>>>
PR #3255, opened 2022-06-24
Provide more context for git errors

prescod:
We have some excellent error checking infrastructure for github errors, but it didn't show enough context for the error I ran into. I had to launch a debugger to figure out what repo I did not have access to (due to nested dependencies).

Nothing for release notes.

### DIFF
--- a/cumulusci/core/github.py
+++ b/cumulusci/core/github.py
@@ -1,12 +1,11 @@
+import functools
 import io
 import os
 import re
 import time
-import typing as T
 import webbrowser
-from contextlib import contextmanager
 from string import Template
-from typing import Optional, Union
+from typing import Callable, Optional, Union
 from urllib.parse import urlparse
 
 import github3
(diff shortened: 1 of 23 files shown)


cumulusci/core/github.py
```diff
@@ -510,23 +511,16 @@ def get_oauth_scopes(response: Response) -> set:
...
+@contextmanager
+def catch_common_github_auth_errors(context: T.Any):
+    try:
+        yield
+    except (ResponseError, TransportError) as exc:
+        error_msg = format_github3_exception(exc)
+        if error_msg:
+            raise GithubApiError(f"{context}\n{error_msg}")
+        else:
+            raise
```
<<<
**Directions for this task**
The full listing, retyped exactly, is the expected answer.

**Solution for this problem**
PR #3255, opened 2022-06-24
Provide more context for git errors

prescod:
We have some excellent error checking infrastructure for github errors, but it didn't show enough context for the error I ran into. I had to launch a debugger to figure out what repo I did not have access to (due to nested dependencies).

Nothing for release notes.

### DIFF
--- a/cumulusci/core/github.py
+++ b/cumulusci/core/github.py
@@ -1,12 +1,11 @@
+import functools
 import io
 import os
 import re
 import time
-import typing as T
 import webbrowser
-from contextlib import contextmanager
 from string import Template
-from typing import Optional, Union
+from typing import Callable, Optional, Union
 from urllib.parse import urlparse
 
 import github3
(diff shortened: 1 of 23 files shown)


cumulusci/core/github.py
```diff
@@ -510,23 +511,16 @@ def get_oauth_scopes(response: Response) -> set:
...
+@contextmanager
+def catch_common_github_auth_errors(context: T.Any):
+    try:
+        yield
+    except (ResponseError, TransportError) as exc:
+        error_msg = format_github3_exception(exc)
+        if error_msg:
+            raise GithubApiError(f"{context}\n{error_msg}")
+        else:
+            raise
```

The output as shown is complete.